PR #1036, opened 2022-11-23
raise IOError when user input required but not possible

lsh-0:
* utils, 'get_input' now raises an IOError when stdin is not available.
* reports, a region is now prompted for when multiple available.
* utils, 'print' statement prompts changed to 'errcho'.


lsh-0:
most of this has been addressed in this PR:
https://github.com/elifesciences/builder/pull/1065

the changes to `find_region` might still be handy

PR #1058, opened 2023-01-31
Increase disk space allocated to elife-libraries--spectrum to 20gb

nlisgo:
We tried to deploy a change to elife-spectrum recently and it ran out of disk space. We cleared out the `/ext/tmp-spectrum` folder which freed up 2GB but it filled up again in the next run.

It's evident that it needs more disk space as 5GB roughly is taken up with the cached-repositories as the elife-articles-xml is ever increasing.

This is preventing necessary changes to elife-spectrum being deployed and it is causing end2end tests to fail.

Related to: https://github.com/elifesciences/elife-spectrum/pull/330

### DIFF
--- a/projects/elife.yaml
+++ b/projects/elife.yaml
@@ -1216,7 +1216,7 @@ elife-libraries:
             ec2:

**EXERCISE INSTRUCTIONS**
Up to and including the last line of the material, reproduce every line exactly, beginning with the one that contains "changed to 'errcho'." and adding nothing else.

**TASK RESPONSE**
* utils, 'print' statement prompts changed to 'errcho'.


lsh-0:
most of this has been addressed in this PR:
https://github.com/elifesciences/builder/pull/1065

the changes to `find_region` might still be handy

PR #1058, opened 2023-01-31
Increase disk space allocated to elife-libraries--spectrum to 20gb

nlisgo:
We tried to deploy a change to elife-spectrum recently and it ran out of disk space. We cleared out the `/ext/tmp-spectrum` folder which freed up 2GB but it filled up again in the next run.

It's evident that it needs more disk space as 5GB roughly is taken up with the cached-repositories as the elife-articles-xml is ever increasing.

This is preventing necessary changes to elife-spectrum being deployed and it is causing end2end tests to fail.

Related to: https://github.com/elifesciences/elife-spectrum/pull/330

### DIFF
--- a/projects/elife.yaml
+++ b/projects/elife.yaml
@@ -1216,7 +1216,7 @@ elife-libraries:
             ec2:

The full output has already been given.